Elena Passarello is a writer with a confident voice. Her first book is centered around that voice: in Let Me Clear My Throat, Passarello draws from her writing and acting background, and the result is a quirky blend of reportage and some personal narrative. In a recent e-mail interview, we discussed everything from the recent presidential campaign to a Stella screaming contest.

How did you choose your theme for your first book? Did you set out from the beginning to write an entire essay collection devoted to the human voice?

I had a few essays on voices before I began working on the essays that appear in this collection. I didn’t know that they were on voices at the time, however—I was just writing profiles, critical pieces, lyric stuff that all ended up using voice either as an entrance point or as an organizing principle. The first essay that I wrote for the collection was the one on the Wilhelm Scream. I first drafted it not as an essay on the voice, but as a simple unpacking of this very juicy and mysterious piece of pop culture. A few drafts in, however, I saw that I was, once again, threading ideas about the voice throughout it. The essay became about the fact that a human body had made this sound, and in doing so, that body embossed itself into every movie which used the clip. The essay became an exploration of the purposes a human scream serves—both in pre-civilized human life and contemporary culture.

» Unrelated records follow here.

PR #312, opened 2025-09-15
workspace: bump RustCrypto dependencies to new set of releases

baloo:
This is a very early attempt to update dependencies to use new releases of RustCrypto.

We (RustCrypto) don't have an final release yet, but this is meant to help test biscuit with code using pre-releases.

### DIFF
--- a/biscuit-auth/Cargo.toml
+++ b/biscuit-auth/Cargo.toml
@@ -26,8 +26,8 @@ uuid = ["dep:uuid"]
 pem = ["ed25519-dalek/pem", "ed25519-dalek/pkcs8"]
 
 [dependencies]
-rand_core = "^0.6"
-sha2 = "^0.9"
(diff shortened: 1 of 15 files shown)


divarvel:
This looks good! the failing check is because of a change in an error message, i’ll just have to refresh the samples

baloo:
Changes to `rand_core` in 0.9 and getrandom definitely affect wasm runtime. Cryptography changes, I don't expect any effect.

I haven't used wasm in a little while, and I haven't looked yet at the changes required there to get an RNG.

divarvel:
I think an update on #330 should supersede this PR

baloo:
Bumped the commit to the new set of releases.

I've also removed the direct dependencies on ecdsa and elliptic-curve as they are only use through p256. p256 should forward the features as expected.

PR #313, opened 2025-09-16
fix: make authorize_with_limits use provided limits for the run phase

### LINKED ISSUE #311: bug: `Authorizer::run()` behaves differently when using `Authorizer::authorize()` compared to `Authorizer::authorize_with_limits()`
When not using `.set_limits()` on an `AuthorizerBuilder`, the default limits are used. When you set limitd with `.set_limits()`, they are properly set on `self` (obviously).

https://github.com/eclipse-biscuit/biscuit-rust/blob/27ef8e36c4521c62bf0ef09875528f74dfac2449/biscuit-auth/src/token/builder/authorizer.rs#L264-L267

This works well with `Authorizer::authorize` because all limits are properly set beforehand:

https://github.com/eclipse-biscuit/biscuit-rust/blob/27ef8e36c4521c62bf0ef09875528f74dfac2449/biscuit-auth/src/token/authorizer.rs#L365-L375

And the call to `self.run()` uses the limits from `self` properly.

---

Now, when I use `Authorizer::authorize_with_limits`, the call to `self.run()` does not propagate these limits as `run` does not take any limits:

https://github.com/eclipse-biscuit/biscuit-rust/blob/27ef8e36c4521c62bf0ef09875528f74dfac2449/biscuit-auth/src/token/authorizer.rs#L42-L54

Hence, the limits from `self` are used - **which are not the limits we explicitly provided when calling `authorize_with_limits()`**:

https://github.com/eclipse-biscuit/biscuit-rust/blob/27ef8e36c4521c62bf0ef09875528f74dfac2449/biscuit-auth/src/token/authorizer.rs#L48

---

This left me with weird test failures because `authorize_with_limits()` does not propagate the limits properly to `run()`.

divarvel:
- expose `Authorizer::run_with_limits`
- use it in `Authorizer::authorize_with_limits`

fixes #311

The provided limits were correctly used in the authorization step, but not in the datalog fact generation step. For authorizers where the run step was already done, it did not change anything, but for authorizers not run yet, the provided limits were not used.


georglauterbach (approved):
LGTM 👌🏽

Around the time I finished the essay, I started thinking I could do a whole book about the sounds of the human throat.

Speaking of your essay on the Wilhelm Scream—a sound effect used in hundreds of movies—how did you first hear about it?

I was just Googling around for the correct spelling of Ennio Morricone’s name for a now-defunct project. I landed on an IMDb page for a movie Morricone had scored, and in the roll of facts on the film was “Wilhelm Scream at 88:02!” So it really just began with me seeing that phrase, “Wilhelm Scream.” It’s catchy, right? Then I sought a sound clip of the scream, which is very shocking at first listen, because it’s so fake, ridiculous, and not at all scary. From there, I was pretty intrigued. And when I heard it had been used in hundreds of movies, and not just horror flicks like THEM! or bloody Westerns like The Wild Bunch, but in musicals (A Star is Born) and rom-coms (Under the Tuscan Sun) and children’s flicks (Toy Story), I became obsessed.

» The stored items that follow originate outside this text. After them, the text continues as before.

PR #29, opened 2019-11-05
Resume upload

Renthal:
It is now possible to resume a dataset.push() and the error messages should be collected in the repsonses json file

### DIFF
--- a/darwin/cli_functions.py
+++ b/darwin/cli_functions.py
@@ -203,7 +203,7 @@ def remove_remote_project(project_slug: str):
 def upload_data(
     project_slug: str,
     files: Optional[List[str]],
-    extensions_to_exclude: Optional[List[str]],
+    files_to_exclude: Optional[List[str]],
     fps: Optional[int],
 ):
     """Uploads the files provided as parameter to the remote dataset selected
@@ -214,15 +214,15 @@ def upload_data(
         Slug of the project to retrieve
     files : list[str]
         List of files to upload. Can be None.
-    extensions_to_exclude : list[str]
-        List of extension to exclude from the file scan (which is done only if files is None)
+    files_to_exclude : list[str]
+        List of files to exclude from the file scan (which is done only if files is None)
     fps : int
         Number of files per second to upload
     """
     client = _load_client()
     try:
         dataset = client.get_remote_dataset(slug=project_slug)
-        dataset.push(extensions_to_exclude=extensions_to_exclude, fps=fps, files_to_upload=files)
+        dataset.push(files_to_exclude=files_to_exclude, fps=fps, files_to_upload=files)
     except NotFound:
         _error(f"No dataset with name '{project_slug}'")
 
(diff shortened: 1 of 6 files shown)


darwin/dataset/remote_dataset.py
```diff
@@ -90,30 +97,55 @@ def push(
         count : int
             The files count
         """
-        if files_to_upload is None and not self.local_path.exists():
+        # Resolving where to look for images
+        if source_folder is None:
+            source_folder = self.local_path / "images"
+        # This is where the responses from the upload function will be saved/load for resume
+        responses_path = (source_folder.parent / "upload_responses.json")
```
andreaazzini: No need for parentheses

darwin/dataset/upload_manager.py
```diff
@@ -106,6 +108,20 @@ def _chunk_filenames(files: List[Path], size: int):
     No batch has any duplicates with regards to file name.
     This is needed due to a limitation in the upload api.
 
+    This code is a bit weird but this is the general gist of it:
```
andreaazzini: I would personally keep documentation a little more formal, while keeping more explanatory and informal language in comments, when necessary

darwin/dataset/upload_manager.py
```diff
@@ -215,66 +233,46 @@ def upload_file_to_s3(
...
-    file_path
-
-    Returns
-    -------
-    requests.Response
-    Response of the post request
-    """
-    test = {"file": open(file_path, "rb")}
-    return requests.post("http:" + end_point, data=signature, files=test)
+    return requests.post("http:" + end_point, data=signature, files={"file": file_path.open('rb')})
```
andreaazzini: Perhaps it would be good practice to actually determine which response we get, and do something in the case of 4** or 5** status codes

darwin/dataset/remote_dataset.py
```diff
@@ -61,11 +61,13 @@ def __init__(
 
     def push(
         self,
-        blocking: Optional[bool] = True,
-        multi_threaded: Optional[bool] = True,
-        extensions_to_exclude: Optional[List[str]] = None,
-        fps: Optional[int] = mp.cpu_count(),
+        blocking: bool = True,
+        multi_threaded: bool = True,
+        fps: int = 1,
```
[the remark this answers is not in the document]
Renthal: Yes, apparently fps is not files per second but rather frame per second and has thus nothing to do with the number of cpus

darwin/dataset/remote_dataset.py
Renthal: Yep, fixed

darwin/dataset/upload_manager.py
Renthal: Addressed

darwin/cli_functions.py
```diff
@@ -203,7 +203,7 @@ def remove_remote_project(project_slug: str):
 def upload_data(
     project_slug: str,
     files: Optional[List[str]],
-    extensions_to_exclude: Optional[List[str]],
```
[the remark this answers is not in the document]
Renthal: We are not. By having a list of files to exclude it's rather easy to feed all files belonging to a particular extension (e.g. `ls | grep -e "*.txt"` sort of command or `glob` if you are in python code)

darwin/dataset/upload_manager.py
Renthal: These gets logged later on in the pipeline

Throughout Let Me Clear My Throat, you intersperse your essays with interviews, ranging from an Elvis impersonator to a politician who has to give many public speeches to a person whose vocal cords were surgically removed, just to name a few. What drew you to these very different personalities?

One of the major rules I made for myself was that I not be the only voice that the reader “hears.” I wanted to make a noisy book, but if I was describing all the noise—castrato high Cs and ventriloquist patter and war cries and punk-rock caws—all those sounds would still just be filtered through my “voice” on the page. So I figured the best way to counter that would be to let in other voices that speak for extended lengths without interruption. I made a list of folks who did things with their voices that I never could, like phone psychics and impressionists and auctioneers, and I started hunting them. For most of them, we’d do an hour or longer interview and then I’d take the transcript of what they said and shape it into a compact “monologue” of three hundred to five hundred words. It was one of my favorite challenges of the book. A few voices I was hunting slipped through the cracks, however. I never did find an adult film actress to interview, and it would have been awesome to hear her talk about how she used her voice in a, er, professional capacity.

In 2011 you became the first woman to win the Stella and Stanley Shouting Contest. I watched the YouTube video and was really impressed. In your essay “Harpy” you talk about how it felt to scream the way you did—“It’s a sad discovery, I suppose, this lonely and untapped sonic pocket with a trap release, but I do not know what is sadder about it: that it lies there, useless, sometimes for an entire quiet life, or that something allows me to trick myself into finding it. Or that it exists in us at all.” Do you think everyone has such an “untapped sonic pocket?”

I hear that scream and I picture those “false vocal cords” at the top of all of our larynges, and yeah, it makes me think we all have this rarely-used place inside of us. This emergency glass place is left over from the days in which screams transmitted the frequent reality of mortal peril. And since all different kinds of peril existed in our more animalistic past, there were lots of different places in the body to pitch the sounds of a unique predicament. We just don’t have the occasions to use these places anymore, now that we’re warm and safe and bipedal. In fact, there is a whole arm of performance studies, made famous by Roy Hart, in which performers undergo a kind of psychic unlocking to be able to “sing” multiple octaves and, in doing so, retain some of those lost vocal pockets. Hart’s mentor developed this method after hearing gassed soldiers moan in the trenches in World War I. When he heard the horrible sound of these everyday humans getting back in touch the reality of open-air pain, he understood how rarely modern humans were accessing the sounds of which they were biologically capable. This is a terrible but fascinating physical truth.

In addition to being a writer, you’re also a trained actress. I’ve always been fascinated by the connection between acting and writing, and I can’t help but wonder—what is the correlation between the voice of an actor and the voice of a writer?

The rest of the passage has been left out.